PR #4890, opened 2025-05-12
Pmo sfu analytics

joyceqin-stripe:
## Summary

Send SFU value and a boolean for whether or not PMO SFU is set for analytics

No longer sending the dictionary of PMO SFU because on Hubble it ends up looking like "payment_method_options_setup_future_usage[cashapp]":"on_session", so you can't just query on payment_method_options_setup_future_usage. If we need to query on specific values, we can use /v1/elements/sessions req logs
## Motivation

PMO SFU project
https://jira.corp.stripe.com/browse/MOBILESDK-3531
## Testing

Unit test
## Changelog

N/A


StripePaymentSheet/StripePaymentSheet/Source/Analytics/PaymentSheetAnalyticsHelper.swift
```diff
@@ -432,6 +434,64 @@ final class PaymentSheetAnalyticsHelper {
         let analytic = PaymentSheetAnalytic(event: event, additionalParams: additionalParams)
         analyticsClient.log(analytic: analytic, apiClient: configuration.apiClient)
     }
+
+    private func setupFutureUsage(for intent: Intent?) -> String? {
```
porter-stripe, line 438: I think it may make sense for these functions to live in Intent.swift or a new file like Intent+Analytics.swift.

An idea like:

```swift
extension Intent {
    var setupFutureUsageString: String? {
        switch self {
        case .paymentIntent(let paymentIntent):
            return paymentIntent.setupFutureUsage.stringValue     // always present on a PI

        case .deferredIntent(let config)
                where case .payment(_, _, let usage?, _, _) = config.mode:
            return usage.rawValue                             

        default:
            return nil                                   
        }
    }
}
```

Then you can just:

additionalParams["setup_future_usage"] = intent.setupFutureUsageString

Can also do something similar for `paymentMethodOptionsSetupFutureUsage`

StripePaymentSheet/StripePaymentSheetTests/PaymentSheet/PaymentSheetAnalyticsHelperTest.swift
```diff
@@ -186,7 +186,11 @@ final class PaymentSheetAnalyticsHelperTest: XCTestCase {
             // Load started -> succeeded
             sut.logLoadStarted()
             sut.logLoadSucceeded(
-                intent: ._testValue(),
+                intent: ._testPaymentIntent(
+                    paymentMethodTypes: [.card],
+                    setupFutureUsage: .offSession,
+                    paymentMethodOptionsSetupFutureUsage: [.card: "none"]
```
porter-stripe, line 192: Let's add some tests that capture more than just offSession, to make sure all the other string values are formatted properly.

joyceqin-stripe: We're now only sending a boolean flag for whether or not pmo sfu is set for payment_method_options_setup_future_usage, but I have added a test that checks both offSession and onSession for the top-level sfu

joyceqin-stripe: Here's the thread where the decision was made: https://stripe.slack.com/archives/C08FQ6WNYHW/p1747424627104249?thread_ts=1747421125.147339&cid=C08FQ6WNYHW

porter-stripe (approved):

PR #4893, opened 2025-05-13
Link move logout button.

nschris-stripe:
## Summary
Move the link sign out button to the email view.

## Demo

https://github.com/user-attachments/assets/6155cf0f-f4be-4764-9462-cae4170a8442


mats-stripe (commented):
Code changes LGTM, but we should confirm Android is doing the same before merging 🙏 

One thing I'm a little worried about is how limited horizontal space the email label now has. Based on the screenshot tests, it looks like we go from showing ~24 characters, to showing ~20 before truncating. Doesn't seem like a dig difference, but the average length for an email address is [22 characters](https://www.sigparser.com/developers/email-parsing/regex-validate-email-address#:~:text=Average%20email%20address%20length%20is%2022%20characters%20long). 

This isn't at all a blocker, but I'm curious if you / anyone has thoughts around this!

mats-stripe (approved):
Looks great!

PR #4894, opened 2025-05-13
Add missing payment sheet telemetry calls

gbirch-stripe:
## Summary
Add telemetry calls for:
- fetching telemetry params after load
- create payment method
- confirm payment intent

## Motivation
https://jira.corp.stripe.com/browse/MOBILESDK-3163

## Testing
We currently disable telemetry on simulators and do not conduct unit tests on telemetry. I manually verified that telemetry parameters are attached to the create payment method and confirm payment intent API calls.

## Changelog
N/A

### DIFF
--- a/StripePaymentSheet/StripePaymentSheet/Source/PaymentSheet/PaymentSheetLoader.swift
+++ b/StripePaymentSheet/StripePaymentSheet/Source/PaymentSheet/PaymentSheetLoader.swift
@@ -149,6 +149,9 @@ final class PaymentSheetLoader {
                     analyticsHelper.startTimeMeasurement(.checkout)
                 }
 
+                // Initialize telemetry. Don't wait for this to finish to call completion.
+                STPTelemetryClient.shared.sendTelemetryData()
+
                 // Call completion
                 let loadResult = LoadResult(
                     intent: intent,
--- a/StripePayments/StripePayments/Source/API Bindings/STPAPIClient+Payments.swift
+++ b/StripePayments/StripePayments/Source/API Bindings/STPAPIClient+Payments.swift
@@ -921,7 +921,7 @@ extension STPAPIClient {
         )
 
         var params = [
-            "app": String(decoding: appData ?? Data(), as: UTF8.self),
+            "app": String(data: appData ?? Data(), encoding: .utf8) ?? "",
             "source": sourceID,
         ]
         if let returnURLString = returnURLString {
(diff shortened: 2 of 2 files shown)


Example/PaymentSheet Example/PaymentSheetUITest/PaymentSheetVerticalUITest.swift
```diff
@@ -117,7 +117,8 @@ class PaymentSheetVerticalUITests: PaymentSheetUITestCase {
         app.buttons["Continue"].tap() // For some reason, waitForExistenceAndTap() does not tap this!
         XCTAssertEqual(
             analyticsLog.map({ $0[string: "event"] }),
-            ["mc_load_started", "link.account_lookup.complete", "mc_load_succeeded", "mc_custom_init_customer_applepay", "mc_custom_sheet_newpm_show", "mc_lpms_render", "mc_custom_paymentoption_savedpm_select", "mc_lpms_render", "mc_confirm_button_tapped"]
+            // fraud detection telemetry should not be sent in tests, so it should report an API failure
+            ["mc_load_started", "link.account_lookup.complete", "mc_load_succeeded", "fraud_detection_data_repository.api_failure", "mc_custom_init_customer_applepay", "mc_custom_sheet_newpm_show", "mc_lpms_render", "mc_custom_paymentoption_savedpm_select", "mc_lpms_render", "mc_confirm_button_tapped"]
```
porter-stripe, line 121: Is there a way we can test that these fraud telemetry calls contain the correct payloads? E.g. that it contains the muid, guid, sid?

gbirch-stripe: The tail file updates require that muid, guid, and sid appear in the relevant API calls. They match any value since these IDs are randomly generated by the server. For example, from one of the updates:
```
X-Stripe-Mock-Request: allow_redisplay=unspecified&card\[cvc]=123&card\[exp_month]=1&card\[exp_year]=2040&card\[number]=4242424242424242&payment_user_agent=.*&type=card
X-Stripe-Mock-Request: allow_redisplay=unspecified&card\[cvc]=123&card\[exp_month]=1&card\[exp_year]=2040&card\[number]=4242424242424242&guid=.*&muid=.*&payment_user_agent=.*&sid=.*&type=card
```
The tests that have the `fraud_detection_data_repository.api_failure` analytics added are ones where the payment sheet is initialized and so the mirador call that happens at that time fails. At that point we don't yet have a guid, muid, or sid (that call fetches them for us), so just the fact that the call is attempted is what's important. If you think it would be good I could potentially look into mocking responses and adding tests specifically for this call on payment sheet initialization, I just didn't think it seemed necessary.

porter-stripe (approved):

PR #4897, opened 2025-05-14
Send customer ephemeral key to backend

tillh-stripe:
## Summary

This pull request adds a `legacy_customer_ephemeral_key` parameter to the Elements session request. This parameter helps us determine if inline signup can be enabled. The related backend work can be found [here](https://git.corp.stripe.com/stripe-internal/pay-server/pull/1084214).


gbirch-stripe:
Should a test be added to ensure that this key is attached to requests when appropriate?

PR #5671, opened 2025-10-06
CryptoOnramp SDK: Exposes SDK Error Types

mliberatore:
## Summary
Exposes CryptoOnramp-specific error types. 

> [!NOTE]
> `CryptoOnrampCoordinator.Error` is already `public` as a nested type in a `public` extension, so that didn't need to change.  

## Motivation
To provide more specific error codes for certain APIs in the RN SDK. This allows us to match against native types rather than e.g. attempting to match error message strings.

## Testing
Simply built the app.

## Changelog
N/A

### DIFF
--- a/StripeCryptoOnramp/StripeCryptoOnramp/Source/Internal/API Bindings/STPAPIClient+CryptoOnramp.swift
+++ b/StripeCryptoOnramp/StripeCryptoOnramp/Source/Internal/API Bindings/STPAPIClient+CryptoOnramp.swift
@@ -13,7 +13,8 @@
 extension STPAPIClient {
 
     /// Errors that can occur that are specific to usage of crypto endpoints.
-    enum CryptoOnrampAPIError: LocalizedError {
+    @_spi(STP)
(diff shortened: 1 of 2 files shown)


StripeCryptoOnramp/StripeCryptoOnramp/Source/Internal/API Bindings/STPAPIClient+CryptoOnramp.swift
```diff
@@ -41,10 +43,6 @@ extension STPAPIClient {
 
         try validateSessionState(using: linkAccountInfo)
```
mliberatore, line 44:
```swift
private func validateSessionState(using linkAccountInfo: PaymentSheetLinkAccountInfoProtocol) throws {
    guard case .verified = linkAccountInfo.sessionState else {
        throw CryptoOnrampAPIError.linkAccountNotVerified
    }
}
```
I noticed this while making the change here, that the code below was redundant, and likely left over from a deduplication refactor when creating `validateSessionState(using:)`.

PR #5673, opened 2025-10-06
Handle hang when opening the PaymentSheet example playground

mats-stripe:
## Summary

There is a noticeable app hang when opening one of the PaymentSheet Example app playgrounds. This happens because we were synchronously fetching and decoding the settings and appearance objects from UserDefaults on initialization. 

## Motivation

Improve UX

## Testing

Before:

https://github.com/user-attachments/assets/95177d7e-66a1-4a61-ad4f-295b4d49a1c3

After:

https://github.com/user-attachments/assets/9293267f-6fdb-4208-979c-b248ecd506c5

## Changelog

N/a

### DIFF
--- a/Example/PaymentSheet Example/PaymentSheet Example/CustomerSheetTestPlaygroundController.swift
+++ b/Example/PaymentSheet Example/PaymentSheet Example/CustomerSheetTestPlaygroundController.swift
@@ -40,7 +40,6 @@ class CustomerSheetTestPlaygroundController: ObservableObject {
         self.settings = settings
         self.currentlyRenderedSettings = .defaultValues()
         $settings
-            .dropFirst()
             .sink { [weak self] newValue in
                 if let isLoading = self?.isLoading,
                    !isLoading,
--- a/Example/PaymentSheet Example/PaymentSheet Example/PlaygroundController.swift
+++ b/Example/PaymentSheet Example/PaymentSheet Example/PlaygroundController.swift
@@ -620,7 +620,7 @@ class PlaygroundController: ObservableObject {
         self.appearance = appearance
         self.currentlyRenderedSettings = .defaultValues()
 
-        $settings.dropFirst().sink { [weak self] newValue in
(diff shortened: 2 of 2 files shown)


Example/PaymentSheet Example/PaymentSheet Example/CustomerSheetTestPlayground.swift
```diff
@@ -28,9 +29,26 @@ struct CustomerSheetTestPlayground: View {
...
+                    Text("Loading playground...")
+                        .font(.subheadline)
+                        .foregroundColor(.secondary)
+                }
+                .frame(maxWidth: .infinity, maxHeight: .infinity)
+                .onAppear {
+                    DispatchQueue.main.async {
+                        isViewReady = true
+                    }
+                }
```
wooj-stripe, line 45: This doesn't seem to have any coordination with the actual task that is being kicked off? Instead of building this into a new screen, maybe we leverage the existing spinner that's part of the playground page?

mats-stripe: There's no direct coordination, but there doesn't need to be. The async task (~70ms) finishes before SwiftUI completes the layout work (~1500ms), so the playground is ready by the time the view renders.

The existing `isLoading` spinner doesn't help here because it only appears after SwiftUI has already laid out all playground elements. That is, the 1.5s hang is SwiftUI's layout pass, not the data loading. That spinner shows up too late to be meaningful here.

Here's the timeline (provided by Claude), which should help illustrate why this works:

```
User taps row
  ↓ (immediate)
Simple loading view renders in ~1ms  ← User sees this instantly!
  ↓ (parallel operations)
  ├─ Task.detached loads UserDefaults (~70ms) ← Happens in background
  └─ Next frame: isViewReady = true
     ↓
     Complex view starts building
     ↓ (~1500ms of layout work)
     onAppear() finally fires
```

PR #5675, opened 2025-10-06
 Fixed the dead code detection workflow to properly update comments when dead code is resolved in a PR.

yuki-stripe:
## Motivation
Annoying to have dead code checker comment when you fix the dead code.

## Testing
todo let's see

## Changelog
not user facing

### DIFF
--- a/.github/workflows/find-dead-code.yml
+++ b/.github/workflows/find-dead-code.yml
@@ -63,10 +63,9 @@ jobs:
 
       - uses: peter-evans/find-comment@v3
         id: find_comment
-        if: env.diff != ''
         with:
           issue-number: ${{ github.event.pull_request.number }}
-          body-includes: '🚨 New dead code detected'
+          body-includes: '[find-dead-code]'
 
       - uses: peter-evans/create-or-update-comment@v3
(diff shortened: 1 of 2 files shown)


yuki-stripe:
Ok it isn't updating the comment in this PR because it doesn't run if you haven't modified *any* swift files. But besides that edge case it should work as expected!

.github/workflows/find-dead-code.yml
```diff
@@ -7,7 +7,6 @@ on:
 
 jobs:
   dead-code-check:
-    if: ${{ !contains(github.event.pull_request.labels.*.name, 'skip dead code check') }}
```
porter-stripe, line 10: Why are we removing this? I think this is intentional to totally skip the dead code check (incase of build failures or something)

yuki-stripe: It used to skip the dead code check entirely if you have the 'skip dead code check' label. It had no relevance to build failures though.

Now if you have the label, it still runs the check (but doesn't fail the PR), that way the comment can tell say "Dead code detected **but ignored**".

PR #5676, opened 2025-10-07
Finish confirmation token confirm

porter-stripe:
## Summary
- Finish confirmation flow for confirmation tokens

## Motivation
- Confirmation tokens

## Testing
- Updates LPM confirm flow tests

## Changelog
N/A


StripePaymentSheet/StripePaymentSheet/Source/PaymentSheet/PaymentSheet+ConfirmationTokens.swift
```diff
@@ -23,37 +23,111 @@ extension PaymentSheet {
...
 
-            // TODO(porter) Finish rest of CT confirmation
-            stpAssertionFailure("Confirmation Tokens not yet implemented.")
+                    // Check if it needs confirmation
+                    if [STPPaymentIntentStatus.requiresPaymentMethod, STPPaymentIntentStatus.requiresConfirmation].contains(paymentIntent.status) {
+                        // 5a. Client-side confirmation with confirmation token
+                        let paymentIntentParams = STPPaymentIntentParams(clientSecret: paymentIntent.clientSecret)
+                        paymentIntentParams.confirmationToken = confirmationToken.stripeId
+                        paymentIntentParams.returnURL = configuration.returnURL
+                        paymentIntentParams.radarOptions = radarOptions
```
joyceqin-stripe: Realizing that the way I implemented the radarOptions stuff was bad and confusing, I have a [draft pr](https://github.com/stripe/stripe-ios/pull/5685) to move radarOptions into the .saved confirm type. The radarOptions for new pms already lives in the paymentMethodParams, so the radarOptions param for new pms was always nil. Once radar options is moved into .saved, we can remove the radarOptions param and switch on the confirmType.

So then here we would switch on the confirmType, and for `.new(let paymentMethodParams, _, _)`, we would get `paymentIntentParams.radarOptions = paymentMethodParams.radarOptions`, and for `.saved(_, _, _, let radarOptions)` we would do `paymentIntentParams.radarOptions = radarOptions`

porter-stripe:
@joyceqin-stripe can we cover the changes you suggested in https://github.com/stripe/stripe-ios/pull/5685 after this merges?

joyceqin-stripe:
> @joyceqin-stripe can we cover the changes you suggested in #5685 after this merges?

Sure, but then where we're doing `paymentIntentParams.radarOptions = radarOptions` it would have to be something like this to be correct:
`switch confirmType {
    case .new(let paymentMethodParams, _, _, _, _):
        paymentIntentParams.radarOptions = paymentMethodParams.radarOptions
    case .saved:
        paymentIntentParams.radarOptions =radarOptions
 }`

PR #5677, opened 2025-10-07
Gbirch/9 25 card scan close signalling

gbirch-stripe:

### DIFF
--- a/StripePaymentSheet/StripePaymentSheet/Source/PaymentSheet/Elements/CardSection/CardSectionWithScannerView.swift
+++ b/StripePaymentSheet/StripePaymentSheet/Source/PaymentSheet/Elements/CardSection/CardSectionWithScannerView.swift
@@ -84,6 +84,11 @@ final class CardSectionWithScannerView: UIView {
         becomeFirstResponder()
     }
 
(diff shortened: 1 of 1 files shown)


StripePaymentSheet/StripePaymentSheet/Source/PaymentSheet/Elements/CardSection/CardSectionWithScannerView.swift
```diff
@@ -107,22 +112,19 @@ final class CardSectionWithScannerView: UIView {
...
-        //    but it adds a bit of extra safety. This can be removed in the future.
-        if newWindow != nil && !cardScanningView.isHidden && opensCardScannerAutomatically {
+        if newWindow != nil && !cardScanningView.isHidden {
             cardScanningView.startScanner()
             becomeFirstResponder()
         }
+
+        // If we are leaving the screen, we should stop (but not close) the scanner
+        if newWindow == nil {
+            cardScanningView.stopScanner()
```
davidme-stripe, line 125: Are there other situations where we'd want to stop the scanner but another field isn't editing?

-- Exercise prompt --
With "doing" as the string to match, show every line of the entries above that has it.

-- Result for this task --
Code changes LGTM, but we should confirm Android is doing the same before merging 🙏 
Sure, but then where we're doing `paymentIntentParams.radarOptions = radarOptions` it would have to be something like this to be correct:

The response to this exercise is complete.